* What is required *
From the first line to the last, print the data exactly.

Start of Study material

PR #2637, opened 2024-08-08
Add feautre to perform daily reboot all nodes in dev environment

zeroalphat:
Add systemd service and timer for triggering daily reboot all nodes on dev environment.

### DIFF
--- a/debian/usr/bin/trigger-reboot-all-nodes
+++ b/debian/usr/bin/trigger-reboot-all-nodes
@@ -1,0 +1,23 @@
+#!/bin/sh
+NECO_COMMAND="/usr/bin/neco"
+CKECLI_COMMAND="/usr/bin/ckecli"
+YES_COMMAND="/usr/bin/yes"
+
+ENVIROMENT=$(${NECO_COMMAND} config get env)
+if [ "$ENVIROMENT" = "dev" ]; then
+    REBOOT_LIST=$(${NECO_COMMAND} rebooter list)
+    REBOOT_QUEUE=$(${CKECLI_COMMAND} rq list)
+   
+    # Confirm that the reboot list and reboot queue are empty
+    if [ "$REBOOT_LIST" = "null" ] && [ "$REBOOT_QUEUE" = "null" ]; then 
+        $NECO_COMMAND rebooter disable
+        sh -c $YES_COMMAND | $NECO_COMMAND rebooter reboot-worker --without-state retiring,retired
+        $NECO_COMMAND rebooter enable
+    else
+        echo "The reboot list or reboot queueu is not empty. Skipping reboot all nodes"
+        exit 0
+    fi
+else
+    echo "This script is only for dev environment"
+    exit 0
+fi
--- a/debian/usr/bin/trigger-reboot-all-nodes
+++ b/debian/usr/bin/trigger-reboot-all-nodes
@@ -1,23 +1,31 @@
 #!/bin/sh
-NECO_COMMAND="/usr/bin/neco"
 CKECLI_COMMAND="/usr/bin/ckecli"
+NECO_COMMAND="/usr/bin/neco"
+UNAME_COMMAND="/usr/bin/uname"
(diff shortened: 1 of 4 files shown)


debian/usr/bin/trigger-reboot-all-nodes
```diff
@@ -0,0 +1,23 @@
+#!/bin/sh
+NECO_COMMAND="/usr/bin/neco"
+CKECLI_COMMAND="/usr/bin/ckecli"
+YES_COMMAND="/usr/bin/yes"
+
+ENVIROMENT=$(${NECO_COMMAND} config get env)
```
masa213f, line 6: Could you do early return?

```bash
ENVIROMENT=$(${NECO_COMMAND} config get env)
if [ "$ENVIROMENT" != "dev" ]; then
    echo "This script is only for dev environment"
    exit 0
fi

REBOOT_LIST=$(${NECO_COMMAND} rebooter list)
REBOOT_QUEUE=$(${CKECLI_COMMAND} rq list)
# Confirm that the reboot list and reboot queue are empty
if [ "$REBOOT_LIST" != "null" ] || [ "$REBOOT_QUEUE" != "null" ]; then 
    echo "The reboot list or reboot queueu is not empty. Skipping reboot all nodes"
    exit 0
fi

$NECO_COMMAND rebooter disable
sh -c $YES_COMMAND | $NECO_COMMAND rebooter reboot-worker --without-state retiring,retired
$NECO_COMMAND rebooter enable
```

debian/usr/bin/trigger-reboot-all-nodes
```diff
@@ -0,0 +1,23 @@
...
+if [ "$ENVIROMENT" = "dev" ]; then
+    REBOOT_LIST=$(${NECO_COMMAND} rebooter list)
+    REBOOT_QUEUE=$(${CKECLI_COMMAND} rq list)
+   
+    # Confirm that the reboot list and reboot queue are empty
+    if [ "$REBOOT_LIST" = "null" ] && [ "$REBOOT_QUEUE" = "null" ]; then 
+        $NECO_COMMAND rebooter disable
+        sh -c $YES_COMMAND | $NECO_COMMAND rebooter reboot-worker --without-state retiring,retired
+        $NECO_COMMAND rebooter enable
```
masa213f, line 15: Could you run these command on only one boot server?
I think we can use `neco rebooter leader` or `ckecli leader`.

masa213f (changes requested):
LGTM

debian/usr/bin/trigger-reboot-all-nodes
zeroalphat: I failed to take into consideration that it works on all boot servers.
I added a process to check if the server the script is running on is a leader.

debian/usr/bin/trigger-reboot-all-nodes
```diff
@@ -0,0 +1,31 @@
...
+LEADER=$(${NECO_COMMAND} rebooter leader)
+if [ "$HOSTNAME" != "$LEADER" ]; then
+    echo "This host is not a leader. Skipping reboot all nodes"
+    exit 0
+fi
+
+REBOOT_LIST=$(${NECO_COMMAND} rebooter list)
+REBOOT_QUEUE=$(${CKECLI_COMMAND} rq list)
+# Confirm that the reboot list and reboot queue are empty
+if [ "$REBOOT_LIST" != "null" ] && [ "$REBOOT_QUEUE" != "null" ]; then
```
masa213f, line 24: Is it correct? Should we change to `||`?

masa213f (changes requested):

debian/usr/bin/trigger-reboot-all-nodes
zeroalphat: Thank you for pointing this out.
I had overlooked the need to change the conditional judgement 🙇

masa213f (approved):
LGTM

PR #2640, opened 2024-08-13
test: retry idempotent neco bmc config set

yokaze:
This PR retries `neco bmc config set` operations when error message indicates a network error, because they are idempotent.


tkna (approved):
LGTM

End of Study material

* Response to this task *
PR #2637, opened 2024-08-08
Add feautre to perform daily reboot all nodes in dev environment

zeroalphat:
Add systemd service and timer for triggering daily reboot all nodes on dev environment.

### DIFF
--- a/debian/usr/bin/trigger-reboot-all-nodes
+++ b/debian/usr/bin/trigger-reboot-all-nodes
@@ -1,0 +1,23 @@
+#!/bin/sh
+NECO_COMMAND="/usr/bin/neco"
+CKECLI_COMMAND="/usr/bin/ckecli"
+YES_COMMAND="/usr/bin/yes"
+
+ENVIROMENT=$(${NECO_COMMAND} config get env)
+if [ "$ENVIROMENT" = "dev" ]; then
+    REBOOT_LIST=$(${NECO_COMMAND} rebooter list)
+    REBOOT_QUEUE=$(${CKECLI_COMMAND} rq list)
+   
+    # Confirm that the reboot list and reboot queue are empty
+    if [ "$REBOOT_LIST" = "null" ] && [ "$REBOOT_QUEUE" = "null" ]; then 
+        $NECO_COMMAND rebooter disable
+        sh -c $YES_COMMAND | $NECO_COMMAND rebooter reboot-worker --without-state retiring,retired
+        $NECO_COMMAND rebooter enable
+    else
+        echo "The reboot list or reboot queueu is not empty. Skipping reboot all nodes"
+        exit 0
+    fi
+else
+    echo "This script is only for dev environment"
+    exit 0
+fi
--- a/debian/usr/bin/trigger-reboot-all-nodes
+++ b/debian/usr/bin/trigger-reboot-all-nodes
@@ -1,23 +1,31 @@
 #!/bin/sh
-NECO_COMMAND="/usr/bin/neco"
 CKECLI_COMMAND="/usr/bin/ckecli"
+NECO_COMMAND="/usr/bin/neco"
+UNAME_COMMAND="/usr/bin/uname"
(diff shortened: 1 of 4 files shown)


debian/usr/bin/trigger-reboot-all-nodes
```diff
@@ -0,0 +1,23 @@
+#!/bin/sh
+NECO_COMMAND="/usr/bin/neco"
+CKECLI_COMMAND="/usr/bin/ckecli"
+YES_COMMAND="/usr/bin/yes"
+
+ENVIROMENT=$(${NECO_COMMAND} config get env)
```
masa213f, line 6: Could you do early return?

```bash
ENVIROMENT=$(${NECO_COMMAND} config get env)
if [ "$ENVIROMENT" != "dev" ]; then
    echo "This script is only for dev environment"
    exit 0
fi

REBOOT_LIST=$(${NECO_COMMAND} rebooter list)
REBOOT_QUEUE=$(${CKECLI_COMMAND} rq list)
# Confirm that the reboot list and reboot queue are empty
if [ "$REBOOT_LIST" != "null" ] || [ "$REBOOT_QUEUE" != "null" ]; then 
    echo "The reboot list or reboot queueu is not empty. Skipping reboot all nodes"
    exit 0
fi

$NECO_COMMAND rebooter disable
sh -c $YES_COMMAND | $NECO_COMMAND rebooter reboot-worker --without-state retiring,retired
$NECO_COMMAND rebooter enable
```

debian/usr/bin/trigger-reboot-all-nodes
```diff
@@ -0,0 +1,23 @@
...
+if [ "$ENVIROMENT" = "dev" ]; then
+    REBOOT_LIST=$(${NECO_COMMAND} rebooter list)
+    REBOOT_QUEUE=$(${CKECLI_COMMAND} rq list)
+   
+    # Confirm that the reboot list and reboot queue are empty
+    if [ "$REBOOT_LIST" = "null" ] && [ "$REBOOT_QUEUE" = "null" ]; then 
+        $NECO_COMMAND rebooter disable
+        sh -c $YES_COMMAND | $NECO_COMMAND rebooter reboot-worker --without-state retiring,retired
+        $NECO_COMMAND rebooter enable
```
masa213f, line 15: Could you run these command on only one boot server?
I think we can use `neco rebooter leader` or `ckecli leader`.

masa213f (changes requested):
LGTM

debian/usr/bin/trigger-reboot-all-nodes
zeroalphat: I failed to take into consideration that it works on all boot servers.
I added a process to check if the server the script is running on is a leader.

debian/usr/bin/trigger-reboot-all-nodes
```diff
@@ -0,0 +1,31 @@
...
+LEADER=$(${NECO_COMMAND} rebooter leader)
+if [ "$HOSTNAME" != "$LEADER" ]; then
+    echo "This host is not a leader. Skipping reboot all nodes"
+    exit 0
+fi
+
+REBOOT_LIST=$(${NECO_COMMAND} rebooter list)
+REBOOT_QUEUE=$(${CKECLI_COMMAND} rq list)
+# Confirm that the reboot list and reboot queue are empty
+if [ "$REBOOT_LIST" != "null" ] && [ "$REBOOT_QUEUE" != "null" ]; then
```
masa213f, line 24: Is it correct? Should we change to `||`?

masa213f (changes requested):

debian/usr/bin/trigger-reboot-all-nodes
zeroalphat: Thank you for pointing this out.
I had overlooked the need to change the conditional judgement 🙇

masa213f (approved):
LGTM

PR #2640, opened 2024-08-13
test: retry idempotent neco bmc config set

yokaze:
This PR retries `neco bmc config set` operations when error message indicates a network error, because they are idempotent.


tkna (approved):
LGTM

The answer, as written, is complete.